─── Data records

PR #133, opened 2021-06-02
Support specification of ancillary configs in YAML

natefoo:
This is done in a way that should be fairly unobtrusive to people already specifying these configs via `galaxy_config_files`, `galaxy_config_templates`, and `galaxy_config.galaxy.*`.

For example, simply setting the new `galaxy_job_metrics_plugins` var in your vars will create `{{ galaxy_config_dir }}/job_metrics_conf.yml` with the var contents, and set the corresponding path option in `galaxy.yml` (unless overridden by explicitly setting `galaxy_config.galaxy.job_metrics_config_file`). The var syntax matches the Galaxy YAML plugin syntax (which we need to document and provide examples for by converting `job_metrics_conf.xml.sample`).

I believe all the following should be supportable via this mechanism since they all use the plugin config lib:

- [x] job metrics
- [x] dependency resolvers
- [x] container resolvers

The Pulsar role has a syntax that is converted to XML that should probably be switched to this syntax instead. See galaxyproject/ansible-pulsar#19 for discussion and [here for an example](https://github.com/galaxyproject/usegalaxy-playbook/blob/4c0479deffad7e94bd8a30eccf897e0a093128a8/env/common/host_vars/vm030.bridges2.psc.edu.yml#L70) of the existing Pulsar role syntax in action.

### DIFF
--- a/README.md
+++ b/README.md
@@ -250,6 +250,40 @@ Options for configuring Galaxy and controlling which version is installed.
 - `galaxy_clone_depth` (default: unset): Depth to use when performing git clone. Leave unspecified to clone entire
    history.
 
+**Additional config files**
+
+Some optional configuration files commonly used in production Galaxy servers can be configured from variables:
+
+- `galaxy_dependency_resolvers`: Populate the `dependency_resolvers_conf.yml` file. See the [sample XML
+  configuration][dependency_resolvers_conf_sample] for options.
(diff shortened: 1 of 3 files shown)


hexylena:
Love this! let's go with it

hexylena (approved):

──────

§ **About this exercise**:
Would you mind copying all of the records exactly?

§ **Worked solution**:
PR #133, opened 2021-06-02
Support specification of ancillary configs in YAML

natefoo:
This is done in a way that should be fairly unobtrusive to people already specifying these configs via `galaxy_config_files`, `galaxy_config_templates`, and `galaxy_config.galaxy.*`.

For example, simply setting the new `galaxy_job_metrics_plugins` var in your vars will create `{{ galaxy_config_dir }}/job_metrics_conf.yml` with the var contents, and set the corresponding path option in `galaxy.yml` (unless overridden by explicitly setting `galaxy_config.galaxy.job_metrics_config_file`). The var syntax matches the Galaxy YAML plugin syntax (which we need to document and provide examples for by converting `job_metrics_conf.xml.sample`).

I believe all the following should be supportable via this mechanism since they all use the plugin config lib:

- [x] job metrics
- [x] dependency resolvers
- [x] container resolvers

The Pulsar role has a syntax that is converted to XML that should probably be switched to this syntax instead. See galaxyproject/ansible-pulsar#19 for discussion and [here for an example](https://github.com/galaxyproject/usegalaxy-playbook/blob/4c0479deffad7e94bd8a30eccf897e0a093128a8/env/common/host_vars/vm030.bridges2.psc.edu.yml#L70) of the existing Pulsar role syntax in action.

### DIFF
--- a/README.md
+++ b/README.md
@@ -250,6 +250,40 @@ Options for configuring Galaxy and controlling which version is installed.
 - `galaxy_clone_depth` (default: unset): Depth to use when performing git clone. Leave unspecified to clone entire
    history.
 
+**Additional config files**
+
+Some optional configuration files commonly used in production Galaxy servers can be configured from variables:
+
+- `galaxy_dependency_resolvers`: Populate the `dependency_resolvers_conf.yml` file. See the [sample XML
+  configuration][dependency_resolvers_conf_sample] for options.
(diff shortened: 1 of 3 files shown)


hexylena:
Love this! let's go with it

hexylena (approved):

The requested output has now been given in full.